One week ago, just a couple of days into the Democratic National Convention, a number of media outlets declared that Barack Obama had failed to receive a bounce from his selection of Joe Biden and from his convention.
But bounces don’t usually happen overnight; they take a few days to develop, especially when a V.P. candidate who was previously unknown to most Americans is involved. So it wasn’t exactly surprising when Obama’s numbers began ticking up over the last two days of the convention. After his and Biden’s acceptance speeches, Gallup’s tracking poll showed the Democrats ahead by eight points – easily Obama’s best standing in Gallup’s poll since clinching the Democratic nomination in June. There had been a bounce, after all.
Now, we seem to be back where we were a week ago.

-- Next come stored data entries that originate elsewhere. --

PR #2303, opened 2025-05-28
feat: To add health status check for remote VLLM

justjais:
# What does this PR do?

To add health status check for remote VLLM

## Test Plan


llama_stack/providers/remote/inference/vllm/vllm.py
```diff
@@ -297,6 +302,30 @@ async def shutdown(self) -> None:
...
+        Returns:
+            HealthResponse: A dictionary containing the health status.
+        """
+        try:
+            headers = {}
+            client = self._create_client() if self.client is None else self.client
+            if client.api_key:
+                headers["Authorization"] = f"Bearer {client.api_key}"
+            models_url = f"{client.base_url}/v1/models"
+            requests.get(models_url, headers=headers, timeout=10)
```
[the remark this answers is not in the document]
justjais: @bbrowning I agree that by using `AsyncOpenAI` we can authenticate to the remote llm, using the defined `VLLM_URL`,  `VLLM_API_TOKEN`, and `INFERENCE_MODEL` from the users env. variable. But, to be sure of the model readiness isn't it better to perform an API request which in this case is: `/v1/models`, and if successful would result in the following response::
```
{
    "object": "list",
    "data": [
        {
            "id": "granite-3.3-8b-instruct",
            "object": "model",
            "created": 1748543729,
            "owned_by": "vllm",
            "root": "/mnt/models",
            "parent": null,
            "max_model_len": 35896,
            "permission": [
                {
                    "id": "modelperm-7da3ac0840d24db6b44b8aeadeea473b",
                    "object": "model_permission",
                    "created": 1748543729,
                    "allow_create_engine": false,
                    "allow_sampling": true,
                    "allow_logprobs": true,
                    "allow_search_indices": false,
                    "allow_view": true,
                    "allow_fine_tuning": false,
                    "organization": "*",
                    "group": null,
                    "is_blocking": false
                }
            ]
        }
    ]
}
```
And, this makes sure remote llm model is available and ready to accept instructions.

justjais:
@terrytangyuan please find the screenshot of the test result:

remote_vllm_1

llama_stack/providers/remote/inference/vllm/vllm.py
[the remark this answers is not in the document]
bbrowning: That is exactly what client.models.list() does, which is why I suggested that as a simpler alternative to the manual requests code.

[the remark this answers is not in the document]
bbrowning: Nice, that looks much cleaner! Just a note that the unit test also needs to be updated here, as it was mocking requests.get and it now fails with the change to `client.models.list()`.

llama_stack/providers/remote/inference/vllm/vllm.py
```diff
@@ -9,6 +9,7 @@
 from typing import Any
 
 import httpx
+import requests
```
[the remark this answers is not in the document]
justjais: Thanks for helping with pre-commit run cmd, I've updated the PR with the suggested fix. I'll also run on other PRs raised and update as required.

llama_stack/providers/remote/inference/vllm/vllm.py
```diff
@@ -297,6 +301,21 @@ async def shutdown(self) -> None:
     async def unregister_model(self, model_id: str) -> None:
         pass
 
+    async def health(self) -> HealthResponse:
+        """
+        Performs a health check by verifying connectivity to the remote VLLM server.
```
terrytangyuan:
```suggestion
        Performs a health check by verifying connectivity to the remote vLLM server.
```

llama_stack/providers/remote/inference/vllm/vllm.py
```diff
@@ -297,6 +301,21 @@ async def shutdown(self) -> None:
...
+        This method is used by initialize() and the Provider API to verify
+        that the service is running correctly.
+        Returns:
```
terrytangyuan, line 310: Add a newline before this section

llama_stack/providers/remote/inference/vllm/vllm.py
```diff
@@ -298,6 +302,22 @@ async def shutdown(self) -> None:
...
+
+            HealthResponse: A dictionary containing the health status.
+        """
+        try:
+            client = self._create_client() if self.client is None else self.client
+            client.models.list()  # Ensure the client is initialized
+            return HealthResponse(status=HealthStatus.OK)
+        except Exception as ex:
```
leseb:
```suggestion
        except Exception as e:
```

It's not wrong but just feels uncommon to use `ex`...

bbrowning:
With the unit tests and pre-commits now passing, I pulled this again locally to try it manually with a real vLLM server. I don't think it's working quite as expected as-is? I can shutdown my vLLM server and it still shows the vLLM provider as healthy. This is because, while we're calling `client.models.list()`, the client is asynchronous so it's not actually hitting the server until we start iterating on that async iterator it returns. Adjusting that to iterate over the results actually hits the backend vLLM and gets the health check performing as expected while still being async (as opposed to using synchronous checks like requests.get). Here's what I changed locally that got this working:

```
diff --git a/llama_stack/providers/remote/inference/vllm/vllm.py b/llama_stack/providers/remote/inference/vllm/vllm.py
index b703c07f..7ac69948 100644
--- a/llama_stack/providers/remote/inference/vllm/vllm.py
+++ b/llama_stack/providers/remote/inference/vllm/vllm.py
@@ -313,7 +313,7 @@ class VLLMInferenceAdapter(Inference, ModelsProtocolPrivate):
         """
         try:
             client = self._create_client() if self.client is None else self.client
-            client.models.list()  # Ensure the client is initialized
+            _ = [m async for m in client.models.list()]  # Ensure the client is initialized
             return HealthResponse(status=HealthStatus.OK)
         except Exception as ex:
             return HealthResponse(status=HealthStatus.ERROR, message=f"Health check failed: {str(ex)}")
```

This does mean the unit test mocks are not really matching the behavior of the real server, since the `client.models.list()` call is not throwing an exception until it's actually iterated over asynchronously.

tests/unit/providers/inference/test_remote_vllm.py
```diff
@@ -639,3 +640,70 @@ async def mock_stream():
...
+    """
+    # Set vllm_inference_adapter.client to None to ensure _create_client is called
+    vllm_inference_adapter.client = None
+    with patch.object(vllm_inference_adapter, "_create_client") as mock_create_client:
+        # Create mock client and models
+        mock_client = MagicMock()
+        mock_models = MagicMock()
+
+        # Create a mock async iterator that yields a model when iterated
+        async def mock_list():
```
justjais, line 664: I've updated the test to properly test the async iterator
Success Test:
- Created a simple async generator function mock_list() that yields a mock model
- This properly simulates a successful connection where iterating over the models works

tests/unit/providers/inference/test_remote_vllm.py
```diff
@@ -639,3 +640,70 @@ async def mock_stream():
...
+    and an appropriate error message when the connection to the vLLM server fails.
+    """
+    vllm_inference_adapter.client = None
+    with patch.object(vllm_inference_adapter, "_create_client") as mock_create_client:
+        # Create mock client and models
+        mock_client = MagicMock()
+        mock_models = MagicMock()
+
+        # Create a mock async iterator that raises an exception when iterated
+        async def mock_list():
```
justjais, line 697: Same for failure test case.
Failure Test:
- Created an async generator function that raises an exception when iterated
- This properly simulates what happens when the vLLM server is down

justjais:

justjais:
@mattf Can you plz review this when feasible

justjais:
@bbrowning thanks for approving, could you please approve once more, as I re-based the changes.

bbrowning:
Thanks for all the iteration on this! Looks good to me, so I'm going to go ahead and merge. I don't see any specific reason the health check timeout needed to be so low, but if it needs to adjust in the future we can handle that.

Over the last 24 hours, four new polls have been released, each showing Obama ahead of John McCain by between six and nine points – a marked jump from his standing in pre-Democratic convention polls, which had shown the race essentially even. Perhaps most notably, the latest daily Gallup poll has Obama breaking the 50 percent mark for the first time (a 50-42 percent lead over McCain).
And so, we’re starting to hear talk again about the lack of a bounce, this time for McCain. (The latest numbers also seem to put to rest – at least for now – a brief wave of Obama’s-convention-bounce-is-dead stories from yesterday, which were written in response to a narrow CNN poll that, again, for now, suddenly looks like an outlier.)
Maybe the latest Obama-friendly polls show that he made a deep and lasting impression in Denver last week, winning over a few million more converts who won’t swing back to McCain (or undecided status) quite so easily. And maybe they don’t. As with the no-bounce stories early in the Democratic convention, this latest news should be taken with a grain of salt.
Over the next three nights, most Americans will hear from John McCain, meet Sarah Palin for the first time, and watch some prominent leaders (Joe Lieberman, Fred Thompson and Rudy Giuliani) talk up McCain and – presumably – shred Obama. Talk of Palin’s daughter’s pregnancy and the other surprise revelations about her may be ancient history by then, and McCain may yet secure a bounce every but as strong as Obama’s.
Let’s just give it time.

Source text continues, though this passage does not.